JSIMPLIFIER offers multiple modalities for each sample:

• raw_js/: source .js files
• ast_json/: AST dumps output via Esprima/Babel (JSON format)
• metadata.json: per-sample record containing sample_id, source, size in bytes, token/AST counts, obfuscation score, 20-bit technique_flags, complexity score, and both entropy measures (text and AST)

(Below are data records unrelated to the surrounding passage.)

PR #1927, opened 2025-05-08
1916 change request make algorithm cards more descriptive

dsmits:
Added more info on the cards when you are listing the algorithms. Let me know what you think.

Selection_408


vantage6-ui/src/app/components/algorithm/display-algorithms/display-algorithms.component.ts
```diff
@@ -25,4 +27,27 @@ export class DisplayAlgorithmsComponent {
...
+  }
+
+  getStatusClass(status: AlgorithmStatus): string {
+    switch (status) {
+      case AlgorithmStatus.Approved:
+        return 'status-badge-approved';
+      case AlgorithmStatus.Rejected:
+        return 'status-badge-rejected';
+      case AlgorithmStatus.Removed:
+        return 'status-badge-removed';
```
bartvanb, line 46: The status `AlgorithmStatus.Replaced` is missing here - it would default incorrectly to the pending status while the algorithm is replaced by a newer version. Could you make a separate case (+ css etc) for that one? Alternatively, you could update the 'removed' case as effectively that version of the algorithm is no longer in effect (but I'd then maybe rename the text to 'invalidated' or so)

bartvanb (commented):
One tiny comment, and one hesitation: I wonder if it makes sense to show the algorithm status in the card everywhere, because on the most-used pages, all algorithms will have status approved (the exceptions are the pages in the algorithm store management section). So I wonder if that adds anything on most pages. Maybe there could be a boolean input determining if the status is shown on that page?

Also, note to all of us: if we show the version on the algorithm card, we should take more care to update it ;-)

vantage6-ui/src/app/components/algorithm/display-algorithms/display-algorithms.component.ts
dsmits: You're right, making it the pending styling would be incorrect. Replaced will now get the same styling as removed. The status name will still be passed along, this function is just for the styling, not the text.

vantage6-ui/src/app/pages/store/algorithm/list-public/algorithm-list-public.component.html
```diff
@@ -9,7 +9,8 @@ <h1>{{ 'communitystore.welcome' | translate }}</h1>
 <app-page-header title="{{ 'communitystore.algorithms' | translate }}"></app-page-header>
 <ng-container *ngIf="!isLoading; else loading">
     <app-display-algorithms [algorithms]="algorithms"
-                            [routeOnClick]="routePaths.communityStoreAlgorithms"></app-display-algorithms>
+                            [routeOnClick]="routePaths.communityStoreAlgorithms"
+                            [showStatus]="true"></app-display-algorithms>
```
bartvanb, line 13: I'm wondering if this should be 'true' - the status will be approved for all algorithms. I would like to include `[showStatus=true]` mostly on all places in the algorithm store admin components where this component is used. Could you add that in this PR? Creating separate issue is also fine but it's just small so I think we could include it

bartvanb (approved):
One more comment - I'm also fine with moving that to separate issue but I think it's small enough.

The dataset is available under a CC-BY-4.0 license for data and MIT-style for code, facilitating open research use. Access is provided via Zenodo (DOI: 10.5281/zenodo.17531661) and GitHub (https://github.com/XingTuLab/JSIMPLIFIER, datasets/ subdirectory). Citation is as follows: Zhou et al., “From Obfuscated to Obvious: A Comprehensive JavaScript Deobfuscation Tool for Security Analysis,” NDSS 2026 (Zhou et al., 16 Dec 2025).

6. Applications and Research Utility

JSIMPLIFIER is engineered to supply security researchers and software analysis practitioners with a comprehensive corpus for reproducible evaluation and comparative benchmarking of deobfuscation tools, malware detectors, and automated code analysis systems. By providing real-world and synthetic samples across every major obfuscation type, combined with detailed metrics and rich annotations, JSIMPLIFIER establishes new benchmarks for assessing code readability, structural simplification, and adversarial robustness in JavaScript security research. Key supported use cases include:

• Training and validation of machine-learning models for automated deobfuscation and malware classification
• Development of AST-based analysis and code normalization techniques
• Robustness evaluation for detection tools against complex, multi-layer obfuscation seen in the wild
• Quantitative analysis of code complexity, entropy, and human or LLM-based readability improvements after processing

The dataset thus directly addresses the need for standardized, real-world testbeds for security-oriented JavaScript analysis at scale (Zhou et al., 16 Dec 2025).